LoRA Fine-Tuning for Editing Models¶
Practical patterns for applying LoRA adapters to MMDiT-based editing models (Step1X Edit, Qwen-Image-Edit-2511). Demonstrated by PixelSmile — 850 MB LoRA adds entirely new capability (expression control) to a 60 GB base model.
Standard Recipe¶
Target Modules¶
Full MMDiT coverage (maximum expressivity):
target_modules = [
# Image-stream attention
"to_q", "to_k", "to_v", "to_out.0",
# Text-stream attention
"add_q_proj", "add_k_proj", "add_v_proj", "to_add_out",
# Image FFN
"img_mlp.net.0.proj", "img_mlp.net.2",
# Text FFN
"txt_mlp.net.0.proj", "txt_mlp.net.2",
]
Hyperparameters (PixelSmile reference)¶
| Parameter | Value | Notes |
|---|---|---|
| Rank | 64 | Higher than typical (32 works for simpler tasks) |
| Alpha | 128 | 2x rank is standard |
| Dropout | 0 | Common for diffusion LoRA |
| LR | 1e-4 | Cosine schedule |
| Batch | 4/GPU | On H200 |
| Epochs | 100 | Expression task; simpler tasks need fewer |
| Hardware | 4x H200 | Or 4x A100-80GB |
| LoRA size | 850 MB | For rank 64, all targets |
What to Freeze¶
- VAE: always frozen (autoencoder doesn't need task-specific adaptation)
- Text encoder: depends on task. PixelSmile trains it (needs new text→expression mapping). For style transfer, often frozen.

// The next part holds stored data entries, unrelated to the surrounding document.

PR #1137, opened 2022-06-06
[v2] Move expirer target logic outside of engine

### LINKED ISSUE #1103: Improve expiry controller
- Logic could be extracted inside the expiry
- Make expiry controller smarter
- Better separation of concerns

xzilja:
closes #1103

### DIFF
--- a/packages/utils/src/misc.ts
+++ b/packages/utils/src/misc.ts
@@ -241,8 +241,10 @@ export function parseExpirerTarget(target: string) {
   const parsed: { id?: number; topic?: string } = { id: undefined, topic: undefined };
   if (type === "topic" && typeof value === "string") {
     parsed.topic = value;
-  } else if (type === "id" && typeof value === "number") {
-    parsed.id = value;
+  } else if (type === "id" && Number.isInteger(Number(value))) {
+    parsed.id = Number(value);
+  } else {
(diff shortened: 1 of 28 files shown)


packages/utils/src/misc.ts
```diff
@@ -236,6 +236,18 @@ export function formatIdTarget(id: number): string {
...
 
+export function parseExpirerTarget(target: string) {
+  const [type, value] = target.split(":");
+  const parsed: { id?: number; topic?: string } = { id: undefined, topic: undefined };
+  if (type === "topic" && typeof value === "string") {
+    parsed.topic = value;
+  } else if (type === "id" && typeof value === "number") {
+    parsed.id = value;
+  }
+
```
bkrem, line 249: Do we need to handle the unknown case here too? 

E.g. throw if `type` is a garbage value or `id` is a string and doesn't match the second statement, so the function calling `parseExpirerTarget` doesn't just proceed with an empty object.

bkrem (approved):

packages/utils/src/misc.ts
xzilja: Good idea, in fact it made me catch another bug with `typeof value === "number"` it will never be true because id here will always be string from `const [type, value] = target.split(":");` so needs to be converted to Number

PR #1147, opened 2022-06-10
fix falsy result values for respond

### LINKED ISSUE #1148: response validation
**Describe the bug**

This issue was reported in beta 100 by Neon Wallet:

I think I found a bug. Nothing happens if I send this response:

```
const response = {id: 1654795748359334, jsonrpc: '2.0', result: false}
await signClient.respond({topic, response})
```

but if I send anything different than `false` it works maybe you are checking if the result is not null like this:
`if (result) {`

**SDK Version (if relevant)**
 - Client: JS
 - Version v2-beta.100

pedrouid:


bkrem:
Relates to: #1148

- Transformer: LoRA applied here is the core of the adaptation
Lighter Alternatives¶
| Coverage | Targets | LoRA Size | Use When |
|---|---|---|---|
| Full (PixelSmile) | All attn + all FFN | ~850 MB | New behavior (expressions, restoration) |
| Attention-only | to_q/k/v + add_q/k/v + out | ~500 MB | Style transfer, composition |
| Image-stream only | to_q/k/v + img_mlp | ~350 MB | Visual-only changes (no text reinterpretation) |
Reducing to attention-only drops ~40% LoRA size. Image-stream-only cuts ~60% but loses text conditioning adaptation.
Training Data Patterns¶
Synthetic Generation (PixelSmile approach)¶
- Collect base identities from public datasets
- Generate variations via strong API model (Nano Banana Pro)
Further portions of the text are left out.